> _WHAT IS BEING ASKED_
Print exactly the lines starting at the one that contains "Ctrl + Shift + K" and ending at the last line of the listing below.

──────── INFORMATION PROVIDED ────────

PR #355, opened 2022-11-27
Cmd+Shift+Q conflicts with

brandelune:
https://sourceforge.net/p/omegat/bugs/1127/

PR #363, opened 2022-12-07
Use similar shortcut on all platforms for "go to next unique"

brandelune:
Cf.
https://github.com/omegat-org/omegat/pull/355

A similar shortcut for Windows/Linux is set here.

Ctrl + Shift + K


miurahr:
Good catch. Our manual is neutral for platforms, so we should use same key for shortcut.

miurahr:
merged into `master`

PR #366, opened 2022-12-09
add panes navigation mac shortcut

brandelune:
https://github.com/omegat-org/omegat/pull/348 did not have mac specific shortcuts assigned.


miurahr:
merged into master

────────

> _SOLVED PROBLEM_
Ctrl + Shift + K


miurahr:
Good catch. Our manual is neutral for platforms, so we should use same key for shortcut.

miurahr:
merged into `master`

PR #366, opened 2022-12-09
add panes navigation mac shortcut

brandelune:
https://github.com/omegat-org/omegat/pull/348 did not have mac specific shortcuts assigned.


miurahr:
merged into master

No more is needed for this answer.